Dosing and duration. In terms of clinical efficacy, how much the electrical stimulus exceeds a patient’s seizure threshold— the minimum amount of electrical charge that induces a generalized CNS seizure10—is more important than the absolute intensity of the stimulus.1 The degree to which the stimulus should exceed the seizure threshold depends on electrode placement, which is described below.

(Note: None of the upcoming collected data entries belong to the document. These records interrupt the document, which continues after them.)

PR #500, opened 2023-06-16
Graph PoC (not for merging!)

JimFuller-RedHat:
this is only a draft for discussion purposes

### DIFF
--- a/corgi/core/graph.py
+++ b/corgi/core/graph.py
@@ -15,9 +15,9 @@ def create_product_node(product_type, product_name, ofuri, object_id):
         cursor.execute(
             """
             SELECT * from cypher(%s, $$
-            MERGE (V:Product {name:%s, ofuri:%s, object_id:%s})
-            RETURN V
-            $$) as (V agtype);
+                MERGE (node:Product {name:%s, ofuri:%s, object_id:%s})
+                RETURN node
+            $$) as (node agtype);
             """,
             ["products", product_name, ofuri, str(object_id)],
         )
@@ -25,9 +25,9 @@ def create_product_node(product_type, product_name, ofuri, object_id):
         cursor.execute(
             """
             SELECT * from cypher(%s, $$
-            MERGE (V:ProductVersion {name:%s, ofuri:%s, object_id:%s})
-            RETURN V
-            $$) as (V agtype);
+                MERGE (node:ProductVersion {name:%s, ofuri:%s, object_id:%s})
+                RETURN node
+            $$) as (node agtype);
             """,
             ["products", product_name, ofuri, str(object_id)],
         )
@@ -35,9 +35,9 @@ def create_product_node(product_type, product_name, ofuri, object_id):
         cursor.execute(
             """
             SELECT * from cypher(%s, $$
-            MERGE (V:ProductStream {name:%s, ofuri:%s, object_id:%s})
-            RETURN V
-            $$) as (V agtype);
+                MERGE (node:ProductStream {name:%s, ofuri:%s, object_id:%s})
+                RETURN node
+            $$) as (node agtype);
             """,
             ["products", product_name, ofuri, str(object_id)],
         )
@@ -45,9 +45,9 @@ def create_product_node(product_type, product_name, ofuri, object_id):
         cursor.execute(
             """
             SELECT * from cypher(%s, $$
-            MERGE (V:ProductVariant {name:%s, ofuri:%s, object_id:%s})
-            RETURN V
-            $$) as (V agtype);
+                MERGE (node:ProductVariant {name:%s, ofuri:%s, object_id:%s})
+                RETURN node
+            $$) as (node agtype);
             """,
             ["products", product_name, ofuri, str(object_id)],
         )
@@ -55,9 +55,9 @@ def create_product_node(product_type, product_name, ofuri, object_id):
         cursor.execute(
             """
             SELECT * from cypher(%s, $$
-            MERGE (V:Channel {name:%s, ofuri:%s, object_id:%s})
-            RETURN V
-            $$) as (V agtype);
+                MERGE (node:Channel {name:%s, ofuri:%s, object_id:%s})
+                RETURN node
+            $$) as (node agtype);
             """,
             ["products", product_name, ofuri, str(object_id)],
         )
@@ -66,7 +66,6 @@ def create_product_node(product_type, product_name, ofuri, object_id):
 
 def create_product_node_edge(pk_parent, pk_child):
     """create product node edge between a parent and a child"""
-    logger.info(pk_parent)
     conn = connections["graph"]
     conn.ensure_connection()
     cursor = conn.connection.cursor()
@@ -75,9 +74,9 @@ def create_product_node_edge(pk_parent, pk_child):
         """
         SELECT *
         FROM cypher(%s, $$
-        MATCH (a {object_id:%s}), (b {object_id:%s})
-        CREATE (a)-[e:CHILD]->(b)
-        RETURN e
+            MATCH (node1 {object_id:%s}), (node2 {object_id:%s})
+            MERGE (node1)-[e:CHILD]->(node2)
+            RETURN e
         $$) as (e agtype)
         """,
         ["products", str(pk_parent), str(pk_child)],
@@ -85,7 +84,7 @@ def create_product_node_edge(pk_parent, pk_child):
     return None
 
 
-def create_component_node(component_name, purl, object_id, type, namespace, version, nevra):
+def create_component_node(component_name, purl, object_id, type, namespace, version, nevra, arch):
     """create component node"""
     conn = connections["graph"]
     conn.ensure_connection()
@@ -94,11 +93,11 @@ def create_component_node(component_name, purl, object_id, type, namespace, vers
     cursor.execute(
         """
         SELECT * from cypher(%s, $$
-        MERGE (V:Component {name:%s, purl:%s, object_id:%s,type:%s,namespace:%s,version:%s,nevra:%s})
-        RETURN V
-        $$) as (V agtype);
+            MERGE (node:Component {name:%s, purl:%s, object_id:%s, type:%s, namespace:%s, version:%s, nevra:%s, arch:%s}) 
+            RETURN node
+        $$) as (node agtype);
         """,
-        ["components", component_name, purl, str(object_id), type, namespace, version, nevra],
+        ["components", component_name, purl, str(object_id), type, namespace, version, nevra, arch],
     )
     return None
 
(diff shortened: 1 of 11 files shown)


docker-compose.yml
```diff
@@ -2,6 +2,37 @@ version: '3'
 
 services:
 
+  graph-console:
+    container_name: graph-console
+    hostname: graph-console
+    image: "localhost/age-viewer"
```
juspence, line 8: If I want to run this PoC locally, how do I get this image? Can you change this to use the fully-qualified image name instead, like docker.io/_/age-viewer? Or if there's no pre-built image, can you add build instructions to the docs?

corgi/core/graph.py
```diff
@@ -0,0 +1,272 @@
...
+    """return flat list of component ids
+    it is likely that we would want to return Component node data as
+    well as a tree version
+    """
+    conn = connections["graph"]
+    conn.ensure_connection()
+    cursor = conn.connection.cursor()
+    if flat:
+        cursor.execute('SET search_path = ag_catalog, "$user", public')
+        # TODO: Apache Age does not support edge OR condition
```
juspence, line 190: I have a few different concerns about this code. Some of it I think could be cleaned up and optimized further, but that's definitely not needed for PoC work. Just a heads-up / note in case we merge something similar to this after discussions.

The biggest issue is that it's hard for me to tell what the SQL here is doing, so reviewing this is tricky and I have to guess. Can you please add a brief comment here explaining in words what we're selecting? For example:
```
# MATCH all nodes in the "components" graph
# that have the purl provided by the user
# and are linked to a second node
# with either a PROVIDES relationship
# or (UNION) a PROVIDES_DEV relationship
# RETURN the second node's ID
```

Can you also explain what "does not support edge OR condition" means? We use UNION in the query below, and I think this works like an OR. But are we basically saying "SELECT with multiple conditions isn't supported, and needs workarounds"? That feels like a red flag in terms of relying on this in production...am I misunderstanding something?

corgi/core/graph.py
```diff
@@ -0,0 +1,272 @@
...
+            SELECT *
+            FROM cypher(%s, $$
+                MATCH (node1:Component {purl:%s})-[r:PROVIDES*]->(node2:Component)
+                RETURN node2.object_id
+                UNION
+                MATCH (node1:Component {purl:%s})-[r:PROVIDES_DEV*]->(node2:Component)
+                RETURN node2.object_id
+            $$) as (node2 agtype)
+            """,
+            ["components", purl, purl],
```
juspence: I think that we're protected from SQL injection based on this note in the docs:
https://docs.djangoproject.com/en/4.2/topics/db/sql/#executing-custom-sql-directly
To protect against SQL injection, you must not include quotes around the %s placeholders in the SQL string.

But having to wonder / worry about this doesn't feel like good design. I'm much happier writing queries using standard Django constructs and letting the ORM worry about escaping the query parameters.

Is there some kind of django-graphdb or django-age extension we can use, instead of having to write these queries manually?

corgi/core/graph.py
```diff
@@ -0,0 +1,272 @@
...
+    if flat:
+        cursor.execute('SET search_path = ag_catalog, "$user", public')
+        out = []
+        cursor.execute(
+            """
+            SELECT * from cypher(%s, $$
+                MATCH (node1:Component {purl:%s})<-[R:PROVIDES*]-(node2:Component {type:"RPM", arch:"src"}) 
+                RETURN node2.object_id
+                UNION
+                MATCH (node1:Component {purl:%s})<-[R:PROVIDES*]-(node2:Component {type:"OCI", arch:"noarch"})
```
juspence: It looks like we have two queries here joined with a UNION / OR. One shows the source RPMs linked with PROVIDES relationships, and one shows the index / noarch containers linked with PROVIDES relationships. Is that right?

Are we missing the logic for root components (whether source RPMs or noarch containers) linked with PROVIDES_DEV relationships? Does that require two more queries with two more UNION operators?

Can we correctly find the root components, even when they're not direct parents of the purl / component we're given? In other words, does this lookup work recursively to handle transitive dependencies? What about if there are multiple relationship types going back to the parent, like below:

root_component PROVIDES another_component PROVIDES_DEV child_component

If we're given child_component's purl, will we be able to find the root_component?

corgi/core/models.py
```diff
@@ -1501,15 +1538,41 @@ def _build_pypi_download_url(purl: str) -> str:
...
-        self.sources.set(self.get_sources_nodes(using="default"))
+        self.upstreams.set(
+            set([str(pk) for pk in self.get_upstreams_queryset().values_list("pk", flat=True)])
+        )
+        self.provides.set(
+            set([str(pk) for pk in self.get_provides_queryset().values_list("pk", flat=True)])
+        )
+        self.sources.set(
+            set([str(pk) for pk in self.get_sources_queryset().values_list("pk", flat=True)])
+        )
```
juspence: Instead of adding new methods and deleting the old ones, can we fix the existing methods? That helps avoid accidentally returning the wrong result / making a change we didn't intend in the get_x_queryset method, and makes the changes easier to review.

I also think there's a bug here because we're loading a full queryset into memory (when iterating over it). Before, we were using .iterator() to avoid this. Maybe we can get rid of .iterator() and the set(), and just use the queryset results directly without needing to fully load it into memory to dedupe it?

I think that's possible since we're making one DB call now, so there should be no duplicates. Before, we were iterating over cnodes and finding the sources of each, which involved multiple DB calls and could have duplicates if two cnodes shared any of their sources.

For example, imagine a component included in both an x86 container and an aarch64 container. There would be two child nodes (one for each container), but each node would ultimately have the same noarch container in their list of sources.

corgi/core/models.py
```diff
@@ -1501,15 +1538,41 @@ def _build_pypi_download_url(purl: str) -> str:
...
+
+    def get_root(self, using: str = "read_only"):
+        """TODO: should only ever return one "root" queryset using the read-only DB"""
+        pks = retrieve_component_root(self.purl)
+        return Component.objects.filter(pk__in=pks).using(using)
```
juspence, line 1555: What happens when a component participates in more than one tree / is included in multiple containers / etc.? Wouldn't we return multiple roots in that case?

corgi/core/models.py
```diff
@@ -1501,15 +1538,41 @@ def _build_pypi_download_url(purl: str) -> str:
...
+
+    def get_upstreams_queryset(self, using: str = "read_only"):
+        """Return the "upstreams" queryset using the read-only DB"""
+        pks = retrieve_component_upstream_relationships(self.purl)
+        return Component.objects.filter(pk__in=pks).using(using)
+
+    def get_sources_queryset(self, using: str = "read_only"):
+        """Return the "sources" queryset using the read-only DB"""
+        pks = retrieve_component_source_relationships(self.purl)
+        return Component.objects.filter(pk__in=pks).using(using)
```
juspence: If a component is very popular, the list of components we return as "sources" can be massive. I've also read that graph DB performance scales based on the percentage of the graph you're querying, so I'm worried about if we can handle these "supernodes" / highly-linked components.

You can find a good example of this in tests/test_performance.py::test_displaying_component_with_many_sources. The component we test there, "pkg:rpm/redhat/systemd-libs@250-12.el9_1?arch=aarch64" should have over 2,000 sources. There's also a Brotli component, "pkg:rpm/redhat/brotli@1.0.6-3.el8?arch=x86_64", that has 263701 sources in stage.

Could you run that performance test locally for both of the above components, with a fully-loaded graph DB / a complete set of data? Note that by default performance tests run against stage. To run them locally, you'll need to set the CORGI_DOMAIN variable in your venv activation script and .env file.

I'd really want to see what the hard numbers are for a fully-loaded graph DB with lots of data, before I'd feel comfortable switching. I know you said in your demo video that the graph DB would be an improvement. But I want to make sure it will handle edge cases like this one, and I'm curious to see what kind of speedup (10%, 15%, etc.) we'll get, if any.

juspence (commented):
Still very uncertain about this approach. My biggest concerns are:

1. Will it handle edge cases, like highly-connected components with many sources?
2. What kind of speedup are we looking at? What are the hard numbers in a graph DB vs. our current approach?
3. Is there any kind of Django plugin or third-party Cypher library, that lets us use a graph DB without needing to write raw SQL queries?

corgi/core/graph.py
JimFuller-RedHat: this PoC is not production code ... I would not want anyone to review graph.py like it would be inserted in our current code base ... I choose a list of functions as it was the quickest, simplest way to demonstrate cypher without all the django cruft ... going to ignore these kind of comments (and hoping you will understand).

The SQL is only handling invoking cypher function and return from that function ... the stuff inside is cypher query language which will take some time for everyone to learn.

As for the comment about 'does not support edge OR condition' ... this is mostly syntatic... Apache AGE in this instance does not allow OR conditions directly in the edge match that is we cannot directly state in -[edge:PROVIDES|PROVIDES_DEV]- edge to match either PROVIDES or PROVIDES_DEV but we can build up the same behaviour using UNION. In terms of execution both approaches boil down to the same internal query plan (hence why I say it is syntatic).

corgi/core/graph.py
JimFuller-RedHat: re SQL injection refer to my quote about production code ... also this PoC is not going to build out django abstraction (which I mentioned as limitation in ADR).

there is no django-apache-age ... and like with django-ltree we could consider doing it but it may turn out to be additional work, etc etc.

corgi/core/graph.py
JimFuller-RedHat: the logic for matching node2 is for matching root ... we return node2.object_id ... we are providing child component purl to match

corgi/core/models.py
JimFuller-RedHat: added new funcs to the PoC to be able to demonstrate diff between old and new easily with same instance

+1 to get rid of iterator and your commen ton duplicates .. I will attempt to scale up to full dataset on my local machine and prob will need to do this refinement

corgi/core/models.py
JimFuller-RedHat: yes ... I should remove this function  ... retrieve_component_root does that ... the TODO was a question for me ;)

corgi/core/models.py
JimFuller-RedHat: good point - in our case we do have a narrowing down of the graph eg. root components  ... thank you for the super node example - I will try to work up an example and yes have thought of this. 

FWIW we do not have to set any indexes for graph db but we still *CAN* set indexes if we want to for special situations (through the magic of postgres) and this maybe just a special scenario where we take advantage of that.

docker-compose.yml
JimFuller-RedHat: pull this repo https://github.com/apache/age-viewer and build dockerfile

JimFuller-RedHat:
> Still very uncertain about this approach. My biggest concerns are:
> 
> 1. Will it handle edge cases, like highly-connected components with many sources?

guessing not out of the box ... but we have a few techniques to apply for super nodes.

> 2. What kind of speedup are we looking at? What are the hard numbers in a graph DB vs. our current approach?

useful 'numbers' are for MP+ hence my ADR suggestion that we work up to a full demo and deploy to MP+ ... in the short term can demonstrate like for like using a local instance ...

* getting as good as using joins (1-2X better perf)
* all graph operations are performing well, .. on average seeing at least a magnitude better performance over django-mptt ... in some cases much better (eg. django-mptt is dog slow with inserts on an existing tree - a limitation pointed out in original ADR for component registry - in graph database these operations are quick) 
 
> 3. Is there any kind of Django plugin or third-party Cypher library, that lets us use a graph DB without needing to write raw SQL queries?

could be ... I thought it would be simpler to demonstrate using raw

corgi/core/graph.py
JimFuller-RedHat: will inject a lot more code comments ;)

PR #501, opened 2023-06-16
CORGI-647 skip released check in community mode when generating manifests

jasinner:
This allow generating of manifests in community mode.


juspence (approved):
LGTM, thanks for fixing this!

Acute therapy patients typically receive 2 to 3 treatments each week,11,12 culminating in 12 to 18 treatments.8,12 The optimum number of sessions administered is determined by the ratio of clinical improvement to the severity of cognitive adverse effects.3

Electrode placement. Spatial targeting of stimulus is crucial to maximize therapeutic benefits and minimize side effects. Concerns about cognitive side effects have led to variations in electrode placement to minimize the amount of brain parenchyma affected by electrical discharge (Table).1,7,8 The most commonly used placements are:

  • bitemporal (BT)—electrodes are placed midline between the eye and ear on both sides of the head
  • right unilateral (RUL)—1 electrode is positioned just lateral to the vertex and the other at the right temple.7

When given in doses close to a patient’s seizure threshold, RUL ECT offers only modest effects, but at suprathreshold doses—eg, 6 times the seizure threshold—it is as effective as BT placement1 but avoids cognitive disruption.9 Patients who do not respond to several seizures with RUL placement often are switched to BT to enhance clinical response.8 In BT ECT, stimulus is administered at 1.5 times the patient’s threshold levels. Exceeding these values is unlikely to increase efficacy, but can contribute to adverse effects.1

Table

ECT electrodes: Bitemporal vs right unilateral placement

PlacementLocationComments
BTElectrodes are placed midline between the eye and ear on both sides of the headStimulus is administered at 1.5 times a patient’s seizure threshold. Often used for patients who do not respond to several seizures with RUL
RUL1 electrode positioned just lateral to the vertex and the other at the right templeWhen stimulus is administered in doses 6 times a patient’s seizure threshold, RUL is as effective as BT but avoids cognitive disruption. Offers only modest effects when stimulus is administered in doses close to a patient’s seizure threshold
BT: bitemporal; ECT: electroconvulsive therapy; RUL: right unilateral
Source: References 1,7,8
 

 

Addressing safety concerns

In addition to changes to waveforms, dosing, and electrode placement, using anesthesia, muscle relaxants, and other medications has dramatically reduced adverse effects of ECT.8,10,13 See the Box10,14,15 for the specific agents used and their purposes. Before these medications and electroencephalography and electrocardiography (ECG) monitoring were used during ECT, the mortality rate was approximately 0.1%.13 Today, ECT is considered a low-risk medical intervention, with a mortality rate of approximately 0.002%.1,16 Before beginning an acute course of ECT, patients undergo laboratory testing, including a complete blood count, basic metabolic panel, and ECG. Spinal radiography and neuroimaging studies can be obtained to rule out preexisting vertebral injuries or neurologic disorders.1,8

Hemodynamic changes in response to ECT-induced seizures can exacerbate preexisting cardiac conditions. Normal physiologic response to ECT consists of a brief parasympathetic outflow, inducing bradycardia for 10 to 15 seconds, followed by a prominent sympathetic response characterized by hypertension and tachycardia for approximately 5 minutes. Although these changes can induce myocardial ischemia or infarction,14 the most common cardiac disturbances caused by ECT are arrhythmias, primarily in patients with preexisting cardiac abnormalities.17

Memory impairment. The most prevalent adverse reaction to ECT is memory loss, although not all aspects of recall are impaired to the same degree.18 Memory impairment varies based on factors such as electrode placement,9 stimulus waveform,19 site of seizure initiation, and pattern of activation.20 The risk of experiencing memory loss or other cognitive side effects following ECT can be decreased by using RUL electrode placement, brief pulses, and lower stimulus charge relative to seizure threshold.21 Memory deficits incurred by ECT usually are transient. In a study of 21 patients who received BT ECT for severe MDD, Meeter et al22 found that memory was stable and possibly improved at 3-month follow-up.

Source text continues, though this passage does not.